Symposium 2011 ‘AOT bij onbegrepen klachten, weet wat je doet’
Op 25 juni 2011 werd het symposium ‘AOT bij onbegrepen klachten, weet wat je doet’ georganiseerd door de AOS met als thema dat een procesmatige benadering niet zozeer diagnostische en screening instrumenten behoeft maar vooral evaluatiemiddelen. Immers, als je uitgangspunt is dat je de oorzaak van een klacht niet hoeft te weten om toch aan de slag te kunnen gaan en al behandelend te onderzoeken of een hoge spanning een rol speelt in de klachten, dan gaat het erom de respons van de klachten en van de spanning te meten. Welke meetinstrumenten zijn er binnen de AOT?
Meten van spanning
Op de eerste plaats gaan we uit van de klachten, zoals verwoord door de patiënt. Aangezien de klachten niet tot een diagnose zijn te herleiden is het cruciaal om aan te sluiten bij de beleving van de patiënt. Daaruit zou een gunstig effect moeten blijken.
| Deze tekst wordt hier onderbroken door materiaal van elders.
Issue #467, opened 2025-10-31
Optimize S2Cell::GetDistance


jmr:
@ericveach Do you remember what you had in mind with
> This could be optimized to be at least 5x faster by pruning the set of possible closest vertex/edge pairs using the faces and (u,v) ranges of both cells.

?

https://github.com/google/s2geometry/blob/a538e026bfd235092ab1a848bf5a2a517ecb2e11/src/s2/s2cell.cc#L508-L526

jmr:
> it's also not too hard to test for the condition where the minimum distance is attained between two vertices rather than a vertex and an edge.

Would this be testing one pair of vertices or multiple pairs? If the former, that sounds very good.

PR #479, opened 2025-11-24
S2Cell::GetDistance: Optimize same-face case

jmr:
Use the uv coordinates to prune the vertex-edge distance computations needed.

When cell A is above B, we don't need to compare the top vertices/edge of A with the bottom vertices/edge of B.

Note, however, that when A is both above and left of B, we cannot just compute the lower-right/upper-left vertex distance due to the projection.

It is possible that more comparisons can be omitted; I'm not sure.

Error is within 1e-15 radians of previous results.

GetDistance shows a 2x speedup for same-face cells.

### DIFF
--- a/src/s2/s2cell.cc
+++ b/src/s2/s2cell.cc
@@ -639,21 +639,14 @@ bool S2Cell::IsDistanceLess(const S2Cell& target, S1ChordAngle limit) const {
     const S2Point va2 = GetVertex(ai + 1);
     const S2Point vb1 = target.GetVertex(bi);
     const S2Point vb2 = target.GetVertex(bi + 1);
-    if (S2::UpdateMinDistance(va1, vb1, vb2, &min_dist) && min_dist < limit) {
-      return true;
-    }
-    if (S2::UpdateMinDistance(va2, vb1, vb2, &min_dist) && min_dist < limit) {
-      return true;
-    }
-    if (S2::UpdateMinInteriorDistance(vb1, va1, va2, &min_dist) &&
-        min_dist < limit) {
-      return true;
-    }
-    if (S2::UpdateMinInteriorDistance(vb2, va1, va2, &min_dist) &&
-        min_dist < limit) {
-      return true;
-    }
-    return false;
+    return (S2::UpdateMinDistance(va1, vb1, vb2, &min_dist) &&
+            min_dist < limit) ||
+           (S2::UpdateMinDistance(va2, vb1, vb2, &min_dist) &&
+            min_dist < limit) ||
+           (S2::UpdateMinInteriorDistance(vb1, va1, va2, &min_dist) &&
+            min_dist < limit) ||
+           (S2::UpdateMinInteriorDistance(vb2, va1, va2, &min_dist) &&
+            min_dist < limit);
   }
 
   // Otherwise, the minimum distance always occurs between a vertex of one


jmr:
Thanks, Eric! https://github.com/google/s2geometry/pull/479#issuecomment-3586683570 works for me after I swapped `kTopEdge` and `kBottomEdge` and used `(_ + 1) & 3` instead of `_ + 1`.  I tried something similar after I noticed [the test failures were far in one direction and not the other](https://github.com/google/s2geometry/issues/467#issuecomment-3581471252), but I must have made a mistake when I tried it.

jmr:
> Although I can't build the actual library right now I did try pasting some version of the code I suggested into compiler explorer, and when built under Clang the FindFurthestEdge portion is branchless. Given this and the fact that only 4 edges are tested, how much faster is it now?

`UpdateMinDistance` is a 3.8x speedup, and `GetVertex` is 1.5x.  Based on operation count, 8x and 2x would be ideal.

Before it was 80% `UpdateMinDistance` and 15% `GetVertex`, after it's 60%30%.

This gives an overall 3x speedup.  We can take the win and continue to optimize.  The largest chunk of the remaining time is in vector `Normalize` and `Norm2`.

> Unfortunately GCC doesn't seem willing to generate branchless code, but there's not much we can do about that.

I can get gcc to generate branchless code by giving it a branch probability somewhere between 0.21 and 0.33.

https://godbolt.org/z/rhqGcrqE9

It would be interesting to see the actual branch probability and what FDO did.

ericveach:
Thanks for the comprehensive analysis!  It looks like the performance analysis tools available have improved a lot in the past few years.

Just to clarify, are the results you mentioned for random cells, or for cells on the same face, or for cells that are small relative to their separation distance?  I suspect that the last case may be the most important in practice, e.g. where the separation distance may be up to a few hundred or thousands of km but the cell sizes are, say, only 1% or 10% of that distance.  This is the situation you would often have when measuring distances between coverings of real-world geometry, for example.

ericveach:
Maybe your existing change is big enough, but if you wanted to try adding the vertex-only case, here is a stab at it:

```
  if (face_ == target.face_) {
    // In certain cases the distance between two cells is attained between a     
    // pair of vertices.  This makes the distance very cheap to compute and so   
    // it's worth detecting the easy cases where this happens.  Recall that      
    // all cells except at level 0 are slightly diamond-shaped, i.e. one         
    // diagonal is slightly longer than the other and the corresponding cell     
    // corners are either right-angled or acute.  Define a diagonal to have      
    // positive slope if u and v both increase along it, and negative slopee     
    // otherwise.  Furthermore define two cells to be separated along a          
    // positive diagonal if one has strictly larger u- and v-values than the     
    // other, and along a negative diagonal if one cell has strictly smaller     
    // u-values and strictly larger v-values or vice versa.  Then if two cells   
    // A and B are separated along a positive diagonal and the long diagonals    
    // of A and B both have positive slope, then the minimum distance occurs     
    // between two vertices; namely, the closer endpoints of their long          
    // diagonals.  The same is true if the two cells are separated along a       
    // negative diagonal and both long diagonals have negative slope.  One of    
    // these two situations is expected to occur almost 50% of the time when     
    // the cells are on the same face and are small relative to their            
    // separation distance.                                                      
    //                                                                           
    // For the purpose of determining whether cells are separated along a        
    // diagonal, as described above, we assign constants to the four edges of    
    // A as follows: L=1, T=3, R=3, B=9.  "sep_dirs" is the sum of these         
    // values for the edges of A that separate A from B.  This yields the        
    // following possible sums: TL=4, TR=6, BL=10, BR=12, L=1, T=3, R=3, B=9,    
    // none=0.  This lets us test the following conditions cheaply, given that   
    // we test them in the following order:                                      
    //                                                                           
    //  sep_dirs == 0 : the two cells intersect                                  
    //  !(sep_dirs & 1) : cells are separated along a diagonal (TL, TR, BL, BR)  
    //  (sep_dirs & 2) : cells are separated along a positive diagonal (TL, BR)  
    //  (sep_dirs < 8) : cell A  cell B (TL, TR)                                 

    int sep_dirs = 0;
    R2Rect a_uv = a.GetBoundUV();
    R2Rect b_uv = b.GetBoundUV();
    if (a_uv[0][0] > b_uv[0][1]) sep_dirs += 1;  // left side of A               
    if (a_uv[0][1] < b_uv[0][0]) sep_dirs += 3;  // right                        
    if (a_uv[1][0] > b_uv[1][1]) sep_dirs += 9;  // bottom                       
    if (a_uv[1][1] < b_uv[1][0]) sep_dirs += 3;  // top                          
    if (sep_dirs == 0) {
      // A and B intersect (this includes edge and vertex intersections).        
      return S1ChordAngle::Zero();
    }
    // Otherwise if the two cells are separated along a diagonal, check if the   
    // cells also have their long diagonals in that direction.                   
    bool separated = !(sep_dirs & 1);  // TL, TR, BL, BR                         
    if (separated) {
      bool sep_positive = (sep_dirs & 2) != 0;  // TR or BL                      
      bool a_positive = (a_uv[0][0] < 0) != (a_uv[1][0] < 0);
      bool b_positive = (b_uv[0][0] < 0) != (b_uv[1][0] < 0);
      // The use of & rather than && below encourages branchless compilation.    
      if (a_positive == sep_positive & b_positive == sep_positive) {
        // Compute the vertex of A that is closest to B, without branches.       
        // Vertices are numbered as follows: BL=0, BR=1, TR=2, TL=3.             
        // a_positive implies that the closest vertex to B is TR or BL.          
        // a_top_edge implies that the closest vertex to B is TR or TL.          
        bool a_top_edge = sep_dirs < 8;  // TR or TL                             
        int i = (a_positive ? 0 : 1) + (a_top_edge ? 2 : 0);
        return S1ChordAngle(GetVertex(i), target_.GetVertex(i ^ 2));
      }
    }
    // Otherwise carry on with the existing code, except that the (ai < 0) case is no longer needed.
  }

```

Again, no guarantees that this will work or even compile.  But at least in the case of cells that are small relative to their separation distance, and where the separation distance is small relative to the Earth's radius, it should yield a substantial speedup.

src/s2/s2cell.cc
```diff
@@ -497,27 +497,73 @@ S1ChordAngle S2Cell::GetMaxDistance(const S2Point& a, const S2Point& b) const {
   return S1ChordAngle::Straight() - GetDistance(-a, -b);
 }
 
+namespace {
+// Finds the index `ai` of the edge of A that is furthest away from the
+// opposite edge of B in (u,v)-space and B is in that direction from A.
```
ericveach: "such that" or "where" would be better than "and" here.

src/s2/s2cell.cc
```diff
@@ -497,27 +497,73 @@ S1ChordAngle S2Cell::GetMaxDistance(const S2Point& a, const S2Point& b) const {
...
+    // edge `ai` and the opposite edge (`ai ^ 2`) of B, or symmetrically, an
+    // endpoint of the opposite edge of B and the edge `ai`.
+    int bi = ai ^ 2;
+    const S2Point va1 = GetVertex(ai);
+    const S2Point va2 = GetVertex(ai + 1);
+    const S2Point vb1 = target.GetVertex(bi);
+    const S2Point vb2 = target.GetVertex(bi + 1);
+    S2::UpdateMinDistance(va1, vb1, vb2, &min_dist);
+    S2::UpdateMinDistance(va2, vb1, vb2, &min_dist);
+    S2::UpdateMinDistance(vb1, va1, va2, &min_dist);
```
ericveach: Technically you could use UpdateMinInteriorDistance() for the last two, but I doubt it will make a noticeable difference since UpdateMinDistance() calculates the distance to the edge endpoints anyway; it essentially would only save two "min" calculations.

src/s2/s2cell_test.cc
```diff
@@ -539,6 +540,102 @@ static S1ChordAngle GetMaxDistanceToPointBruteForce(const S2Cell& cell,
   return max_distance;
 }
 
+// Previous implementation of `S2Cell::GetDistance(const S2Cell&)`.
+static S1ChordAngle GetDistanceToCellBruteForce(const S2Cell& cell1,
+                                                const S2Cell& cell2) {
```
ericveach: With the va/vb naming below, it might be clearer to call the arguments "a" and "b".

src/s2/s2cell_test.cc
```diff
@@ -539,6 +540,102 @@ static S1ChordAngle GetMaxDistanceToPointBruteForce(const S2Cell& cell,
...
+                     << ((j + 1) & 3) << " min_dist: " << min_dist.degrees();
+      }
+    }
+  }
+  return min_dist;
+}
+
+TEST(S2Cell, GetDistanceToCell) {
+  absl::BitGen bitgen(S2Testing::MakeTaggedSeedSeq(
+      "GET_DISTANCE_TO_CELL", absl::LogInfoStreamer(__FILE__, __LINE__).stream()));
```
ericveach, line 579: That's quite a mouthful.

src/s2/s2cell_test.cc
```diff
@@ -539,6 +540,102 @@ static S1ChordAngle GetMaxDistanceToPointBruteForce(const S2Cell& cell,
...
+        << "cell1: " << cell1.id() << " cell2: " << cell2.id()
+        << " cell1.uv: " << cell1.GetBoundUV()
+        << " cell2.uv: " << cell2.GetBoundUV();
+  }
+}
+
+TEST(S2Cell, GetDistanceToCellHighErrorExample) {
+  // This is a test case extracted from `GetDistanceToCell`; it achieved
+  // the maximum error over 100M iterations, so is useful to understand
+  // the errors and as a shortcut for testing.
```
ericveach: This is probably a useful test case, but it's not really measuring error, just the difference in error between two different calculation methods.  S2::GetUpdateMinDistanceMaxError() returns a provable upper bound on the actual error.

ericveach (approved):

src/s2/s2cell.cc
jmr: Done.

src/s2/s2cell_test.cc
jmr: Done.

src/s2/s2cell_test.cc
jmr: In google3, it's just `absl::LogInfoStreamer().stream()`. When we can depend on C++20, we can probably do that here, too.

src/s2/s2cell_test.cc
jmr: Ok, I renamed it to `GetDistanceToCellHighDifferenceExample`.

Is there any way to usefully use `GetUpdateMinDistanceMaxError()` in a test?

src/s2/s2cell.cc
jmr: Actually, this does make quite a nice difference:

```
name                                                   CYCLES/op   CYCLES/op   vs base              
BM_GetDistanceToCell                                    755.4 ± 0%   680.2 ± 1%  -9.95% (p=0.002 n=6)
BM_GetDistanceToCellSameFace                            225.4 ± 0%   211.7 ± 0%  -6.07% (p=0.002 n=6)
BM_DistanceCompare<&S2Cell::IsDistanceLess>/0           8.066 ± 0%   8.117 ± 1%       ~ (p=0.182 n=6)
BM_DistanceCompare<&S2Cell::IsDistanceLess>/10          216.8 ± 0%   197.7 ± 1%  -8.79% (p=0.002 n=6)
BM_DistanceCompare<&S2Cell::IsDistanceLess>/50          185.4 ± 2%   175.1 ± 1%  -5.58% (p=0.002 n=6)
BM_DistanceCompare<&S2Cell::IsDistanceLess>/90          124.0 ± 1%   122.3 ± 1%  -1.32% (p=0.002 n=6)
BM_DistanceCompare<&S2Cell::IsDistanceLess>/100         112.5 ± 0%   112.4 ± 0%       ~ (p=1.000 n=6)
BM_DistanceCompare<&S2Cell::IsDistanceLessOrEqual>/0    225.5 ± 2%   206.7 ± 2%  -8.34% (p=0.002 n=6)
BM_DistanceCompare<&S2Cell::IsDistanceLessOrEqual>/10   225.3 ± 1%   206.7 ± 2%  -8.25% (p=0.002 n=6)
BM_DistanceCompare<&S2Cell::IsDistanceLessOrEqual>/50   224.1 ± 1%   204.9 ± 1%  -8.54% (p=0.002 n=6)
BM_DistanceCompare<&S2Cell::IsDistanceLessOrEqual>/90   224.2 ± 1%   206.5 ± 2%  -7.86% (p=0.002 n=6)
BM_DistanceCompare<&S2Cell::IsDistanceLessOrEqual>/100  224.1 ± 1%   204.4 ± 1%  -8.76% (p=0.002 n=6)
geomean                                                166.1        155.9       -6.14%
```

It looks like this can also be used in the fallback, all pairs case.

jmr: Please take another look since I used UpdateMinInteriorDistance in additional places.

src/s2/s2cell.cc
```diff
@@ -568,8 +616,68 @@ S1ChordAngle S2Cell::GetMaxDistance(const S2Cell& target) const {
 }
 
 bool S2Cell::IsDistanceLess(const S2Cell& target, S1ChordAngle limit) const {
-  // TODO: b/284470618 - Use more efficient implementation
-  return GetDistance(target) < limit;
+  // Implementation of this function is similar to `GetDistance(target)`, but
```
jmr, line 619: I also added this function

src/s2/s2cell.cc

Daarnaast wordt binnen AOT veel gebruikgemaakt van de Nijmeegse Vragenlijst voor hyperventilatieklachten. Traditioneel is deze lijst in gebruik om vast te stellen (diagnostisch label) of er ‘hyperventilatie’ is. Dat blijkt niet langer reëel. Uit getallen die Van Dixhoorn presenteerde bleek dat patiënten met ‘hyperventilatieklachten’ een sterk verhoogde score hebben en zijn te onderscheiden van normale mensen door een afkap punt te kiezen van 20. Normale mensen hebben een gemiddelde van 11, de meeste patiënten met hyperventilatie hebben een score van 20 of hoger (gemiddeld 29). Het blijkt nu dat de meerderheid (tweederde) van alle patiënten die voor AOT verwezen worden ook een verhoogde score hebben. Een hoge score is dus niet specifiek. Evenmin blijkt dat een nog hogere score (>30) het label ‘hyperventilatie’ waarschijnlijk maakt, zoals nog vaak gebeurt.
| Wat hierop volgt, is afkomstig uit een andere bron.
PR #480, opened 2025-11-27
Add s2geometry.io website source from github.com/manshreck/s2geometry.github.io

ivan-gerasimov:
Hi team,

This pull request adds the source code for the s2geometry.io website. The goal is to migrate the site to a Google-controlled repository. This will allow us to fix the HTTPS certificate issue and resolve the "Not Secure" browser warning.

### Directory Choice: `/docs`

The website source files have been placed in the `/docs` directory.

I understand that having both a `/doc` and a `/docs` directory might seem a bit confusing. The `/docs` directory was chosen because this is the standard folder name that GitHub Pages uses to publish a website from the `master` branch.

We can discuss changing this structure in the future if the current arrangement is inconvenient for the team.

### Next Steps

After this PR is merged, the `s2geometry.io` custom domain can be configured in the repository settings to serve from this `/docs` folder, and the DNS records can be updated.

Thanks!

### DIFF
--- a/docs/CNAME
+++ b/docs/CNAME
@@ -1,0 +1,1 @@
+s2geometry.io


docs/devguide/cpp/examples/term_index.cc
```diff
@@ -0,0 +1,112 @@
+// Copyright 2017 Google Inc. All Rights Reserved.
+// Author: ericv@google.com (Eric Veach)
+//
+// This example shows how to add spatial data to an information retrieval
```
jmr, line 4: We already have https://github.com/google/s2geometry/blob/master/doc/examples/term_index.cc.

These trees need to be unified more carefully.

docs/Gemfile
```diff
@@ -0,0 +1,28 @@
+source "https://rubygems.org"
```
jmr, line 1: why is this `Gemfile` here?

docs/LICENSE
```diff
@@ -0,0 +1,204 @@
+                                 Apache License
```
jmr, line 1: Why is another license being added?

ivan-gerasimov:
> What's with the CNAME changes? Why is CNAME being deleted?

Hi @jmr,

Good question. The CNAME file is managed by GitHub's Pages service. It was automatically deleted when the custom domain in the repository settings was explicitly cleared.

GitHub will auto-generate the CNAME file again once "s2geometry.io" is set as the custom domain in the settings for the repository that will host the live site.

This action is currently blocked because the domain is still associated with the old "manshreck/s2geometry.github.io" repository. After that association is removed, we can configure the domain here and the file will be automatically populated by GitHub.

Een hoge score op de NVL blijkt bovendien niet geassocieerd te zijn met een betere uitkomst van behandeling. Sterker, in de gehele groep patiënten met onbegrepen (spannings)klachten hebben patiënten met een hogere score minder vaak een goede uitkomst. Patiënten met ‘normale’ scores hebben zelfs het beste resultaat van adem- en ontspanningstherapie. Een hoge NVL score is op zich zelf geen goede verwijsreden.
De NVL is heel goed bruikbaar om de uitkomst te evalueren. Patiënten met een goede behandeluitkomst hebben gemiddeld een praktisch normale score, terwijl patiënten zonder goed effect een verhoogde score blijven houden. Een NVL daling van tenminste 10 punten is nodig om van een ‘echte’ verandering te spreken. De samenhang tussen NVL daling en klinische beoordeling van de uitkomst is voor de patiënten met het label ‘hyperventilatieklachten’ het grootst.
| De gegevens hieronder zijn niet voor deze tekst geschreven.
PR #494, opened 2025-12-14
S2ClosestEdgeQueryBase::InitCovering: Use a single iterator

benguild:
This is sibling to: https://github.com/golang/geo/pull/248
While resolving a bug with the code sync between Go/C++ (https://github.com/golang/geo/pull/247) I noticed the TODO.

Since there's seemingly an effort to mirror implementations, I'm opening a draft PR, because I barely work with C++ and I'd need someone to take a look at this.

### DIFF
--- a/src/s2/s2closest_edge_query_base.h
+++ b/src/s2/s2closest_edge_query_base.h
@@ -305,8 +305,6 @@ class S2ClosestEdgeQueryBase {
   void FindClosestEdgesOptimized(std::optional<ResultVisitor> visitor = {});
   void InitQueue();
   void InitCovering();
-  void AddInitialRange(const S2ShapeIndex::Iterator& first,
-                       const S2ShapeIndex::Iterator& last);
   void MaybeAddResult(const S2Shape& shape, int shape_id, int edge_id);
   void AddResult(const Result& result);
   void ProcessEdges(const QueueEntry& entry);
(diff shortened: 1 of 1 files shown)


jmr:
@ericveach

benguild:
Due to the complexity of this and the Go version, it'd help to have the feedback about whether or not anyone has thoughts on how to improve it, or if the TODO from the current code should just be removed from both Go and C++ otherwise.

I'm happy to take another look but I can't keep this in mind forever and would need to move onto other things if there's no bandwidth to consider the changes.

jmr:
> but I can't keep this in mind forever

If it's going to be a problem for you to come back to the code in a few days or weeks, then it's definitely going to be a problem for someone else to look at it in a few years.  Can you make sure the code is sufficiently documented so you don't need to "keep it in mind"?

I will release the benchmarks soon, so you can test whether this makes a difference.

Funny that it's so much more complex in go than C++. What's that?

src/s2/s2closest_edge_query_base.h
```diff
@@ -921,53 +919,55 @@ void S2ClosestEdgeQueryBase<Distance>::InitCovering() {
   // Don't need to reserve index_cells_ since it is an InlinedVector.
   index_covering_.reserve(6);
 
-  // TODO(ericv): Use a single iterator (iter_) below and save position
```
jmr, line 924: `S2ClosestEdgeQueryBase` has an `iter_` member, which is probably what this TODO is referring to:

https://github.com/google/s2geometry/blob/fd727ebd5c68dfd79d437d579fa988e3ab5cf37d/src/s2/s2closest_edge_query_base.h#L452

jmr:
There are many benchmarks in `s2closest_edge_query_test.cc`.

https://github.com/google/s2geometry/blob/f79c01756c73580ae977308085244e085de8a255/src/s2/s2closest_edge_query_test.cc#L1001

Do we have coverage for this function and does PR speed them up?

benguild:
Closing this draft alongside Go sibling PR, with suggestion the TODO be reconsidered. https://github.com/golang/geo/pull/248#issuecomment-4169003648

Een andere vragenlijst is de Algemene Toestandslijst of ATL, door Van Dixhoorn in 2006 opgesteld om als aanvulling te dienen op de NVL. De scores van patiënten, verwezen voor AOT, zijn geanalyseerd door Dr Ruud Bosscher, universitair hoofddocent aan de VU. De 16 items blijken drie dimensies te bevatten, ‘moeilijk bewegen’, ‘moe/onrust’ en ‘concentratie’. Er blijven drie items over, die echter samenhangen met deze factoren. De somscores van patiënten uit de eerste lijn zijn aanmerkelijk lager dan de scores van patiënten uit de tweede lijn, maar ook weer veel hoger dan scores van normalen (respectievelijk: 24, 34 en 44!). De ATL discrimineert dus goed. Het afkappunt tussen normaal en verhoogd ligt bij een score van 28 of hoger. De test-hertest betrouwbaarheid is goed. Om van een echte en betrouwbare verandering na therapie te kunnen spreken is een daling van tenminste 10 punten noodzakelijk. Uiteraard geldt dit alleen als de beginwaarde 28 of hoger was. Wanneer we dit als criterium nemen dan blijkt 62% van alle patiënten hersteld te zijn na AOT. Zelfs is bijna de helft terug naar waardes binnen het normale bereik. Dit zijn heel positieve uitkomsten, vergelijkbaar met de uitkomsten van psychotherapie.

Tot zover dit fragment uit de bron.